Do employees really want summer flex policies?

Survey finds many workers too busy, stressed to take time off — which is why employers should keep in mind labour demands, says Canadian academic

Do employees really want summer flex policies?

A recent survey of almost 3,000 full-time employees in Canada, the U.S. and the U.K. found an apparent contradiction: most employees want summer flexibility – but most of them are too stressed or too busy to use it.

The survey, released by Dayforce, found that 83% of respondents said summer flex policies can reduce burnout. However, most of the employees whose employers offer summer flexibility benefits say they can’t necessarily take advantage of them.

Why the discrepancy? In an effort to please employee desire for flexibility during summer months, employers forget about actual productivity, says Anil Verma, professor emeritus of industrial relations and HR management at the Rotman School of Management.

“Flexibility should be matched to demand for labour, for demand for the product,” he says. “If your demand is peak during the summer, then encouraging people to take more time off or to go away during summer, it doesn't make sense.”
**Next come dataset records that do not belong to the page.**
PR #1336, opened 2016-12-01
Pass max_runtime to the jobs.py file.

joakim-hove:
Uncertain if this should be merged? Let it linger in the first place.


pgdr:
Merge at will.

PR #1341, opened 2016-12-01
EnsemblePlot and PcaPlot is cwrapper-free

pgdr:


pgdr:
I think this is a rather uncontroversial PR which can be merged now that tests are green.

jepebe:
Are all of these classes still in use?

pgdr:
I don't know, but I think this can be merged, and then we can check whether they are used afterwards.  It's a bit hard to tell what's used and what's not, since this is exposed in our api.

Btw, I don't know why it says "some checks haven't completed yet", because if you go to Travis, it says:
```
git fetch origin +refs/pull/1341/merge
...
...
100% tests passed, 0 tests failed out of 304
Label Time Summary:
Python         = 565.38 sec
StatoilData    =   0.00 sec
Total Test time (real) = 748.96 sec
```

PR #1342, opened 2016-12-05
Default use OPENMP to off

joakim-hove:


arielalmendral:
Wondering, why did you have to turn off OpenMP?

joakim-hove:
> Wondering, why did you have to turn off OpenMP?

I'll call you.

Summer flex policies reduce productivity

Summer flex policies – which can include Summer Fridays, increased remote work options and flexible hours, and seasonal work-from-anywhere options – have downsides for employees, the survey found:

  • a third (31%) find it harder to get work done while colleagues are away
  • a quarter (25%) experienced more anxiety from trying to do more in less time
  • 22% said they are simply too busy to take advantage of summer flex policies, although they would like to.

Instead of focusing arbitrarily on making employees happy with popular policies, employers should be transparent about what the company can realistically provide, says Verma.

“If you want as an employer to create a satisfied workforce, the answer is not to change flexibility during the summer, and not at other times. The answer is to consult the workers,” he says.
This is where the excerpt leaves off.